Roger Corman was a low-budget filmmaker who hired a ridiculously high number
of good directors early in his career. The list starts alphabetically with
Peter Bogdanovich and includes James Cameron, Francis Ford Coppola, Joe Dante,
Jonathan Demme, Curtis Hanson, Ron Howard, Jonathan Kaplan, Nicolas Roeg, John
Sayles, Martin Scorsese and Robert Towne. Corman's pitch was very simple; "I
won't pay you squat, but I will let you make a movie, so you learn how to do
it."

There are companies (JSeymourATL mentions the type) who do the same thing for
technology. They'll can't get people who are destined to work for Booz,
Allen-- unless they get them for the first or second job. They'll hire you,
give you tons to do and work your butt off until you outgrow them.

But even then, DO NOT VOLUNTEER OR INTERN. And only go with them if you can
see that you will work a lot and learn a lot. Don't take a job that drops you
on password resets at a bank call center.

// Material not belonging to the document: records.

PR #3123, opened 2019-03-25
Implement unit tests for plugin helpers

mem:
Refactor to make testing possible.

Add tests for some internal functions:

-  isPluginFile
- getManifest

Fixes: #2965


cclerget:
@mem Checks like descriptor number may be subject to changes (eg: add signature descriptor for plugin signing), maybe we could use `Fname` (for manifest and plugin object) in `internal/app/singularity/plugin_compile_linux.go` to name descriptors instead with generic name like `plugin.manifest` and `plugin.so` instead of using path which seems not useful for plugin install. By naming descriptors we could use package `Init()` `pkg/image/image.go` and `NewSectionReader()` to quickly retrieve descriptors by name with an associated reader without dealing with descriptor indexes and SIF descriptors. Use of named descriptors instead of indexes is more flexible and involves less maintenance for the long term imo

mem:
> @mem Checks like descriptor number may be subject to changes (eg: add signature descriptor for plugin signing), maybe we could use `Fname` (for manifest and plugin object) in `internal/app/singularity/plugin_compile_linux.go` to name descriptors instead with generic name like `plugin.manifest` and `plugin.so` instead of using path which seems not useful for plugin install. By naming descriptors we could use package `Init()` `pkg/image/image.go` and `NewSectionReader()` to quickly retrieve descriptors by name with an associated reader without dealing with descriptor indexes and SIF descriptors. Use of named descriptors instead of indexes is more flexible and involves less maintenance for the long term imo

Thanks for looking at this!

I think I see what you mean:

```
$ siftool info 1 test-plugin.sif
Descr slot#: 0
  Datatype:  FS
  ID:        1
  Used:      true
  Groupid:   1
  Link:      NONE
  Fileoff:   32768
  Filelen:   20187416
  Ctime:     2019-03-25 10:31:01 -0600 CST
  Mtime:     2019-03-25 10:31:01 -0600 CST
  UID:       1001
  Gid:       1001
  Name:      test-plugin.so
  Fstype:    Raw
  Parttype:  Data
  Arch:      amd64
```

The idea is that can I build a `sif.Descriptor` with `Name` set to the correct idenfier for the file (plugin.so, ...) and pass that to FileImage.GetFromDescr to find the correct descriptor?

cclerget:
@mem Is threre any concerns to not use existing package handling image stuff in `pkg/image/image.go` and `pkg/image/reader.go` to avoid code duplication/maintenance ?

WestleyK (approved):
Looks good to me :+1:

GodloveD:
@cclerget looks like you had a question above.  Is this ready to go or does your question need to be addressed?

cclerget:
@GodloveD That would be great to address it in order to centralize usage of SIF helpers in `pkg/image/sif.go` public package (eg: arch support coming), @mem actually the only bug I identified is the lack of filtering on `Used` field (maybe I miss something else) in image package but it's easily fixable

EDIT: @mem requested your review for #3195 that fixes blocker avoiding use of `pkg/image` for this PR

PR #3177, opened 2019-03-31
Support Sandbox Image on macOS

### LINKED ISSUE #2871: MacOS alpha version does not work with sandbox images
## Version of Singularity:

First alpha release of MacOS version of singularity.  singularity --version says 3.1.0-196.g8d47ee66.dirty

### Expected behavior

Works with sandbox images.

### Actual behavior

FATAL:   image format not recognized

Copy a sandbox image from a Linux machine and do singularity shell sandbox_dirname

@jmstover

jmstover:
Check if we have a directory used for the image, and if so be sure to pass it instead of a image.

This will help support running a Sandbox image from a macOS host.

- Fixes #2871 

### DIFF
--- a/cmd/internal/cli/startvm_darwin.go
+++ b/cmd/internal/cli/startvm_darwin.go
@@ -28,7 +28,6 @@ func getHypervisorArgs(sifImage, bzImage, initramfs, singAction, cliExtra string
 		"-m", VMRAM,
 		"-c", VMCPU,
 		"-s", "0:0,hostbridge",
-		"-s", hdString,
 		"-s", "31,lpc",
 		"-l", "com1,stdio",
 	}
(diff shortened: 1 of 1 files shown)


cmd/internal/cli/startvm_darwin.go
```diff
@@ -70,16 +69,31 @@ func getHypervisorArgs(sifImage, bzImage, initramfs, singAction, cliExtra string
...
 	args = append(args, "-s", pciArgs)
 
+	// Check for Sandbox Image
+	sylog.Debugf("Check for sandbox image")
+	if f, err := os.Stat(sifImage); err == nil {
+		if f.IsDir() {
+			sylog.Debugf("Image is sandbox. Setting up share.")
+			pciArgs = fmt.Sprintf("4:1,virtio-9p,runimg=%s", sifImage)
+			args = append(args, "-s", pciArgs)
+			sboxImgBind := fmt.Sprintf("runimg:/runImage")
```
cclerget, line 89: `runImage` or sifImage value ?

jmstover: `runimg` is the 9p mount tag. `/runImage` is the mount point.

jmstover: To expand on this... line 87, it sets:
`virtio-9p,runimg=[sifImage]`

Where `runimg` is the 9p mount tag, and what we're passing to be mounted is the value of `sifImage`, which in this case is a sandbox directory.

cclerget (approved):
LGTM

Remember, everything you do from now on will be judged. DO NOT, unless you
work on open source, WORK FOR FREE.

------
davidddavidson
I'm assuming both positions would be SDE positions correct? The requirements
to get an internship would be less than trying to secure a regular position
and therefore the "easier" route, plus the regular positions are usually full
time so they may not consider you while you are in school whereas the
internship should be more accommodating of your schedule.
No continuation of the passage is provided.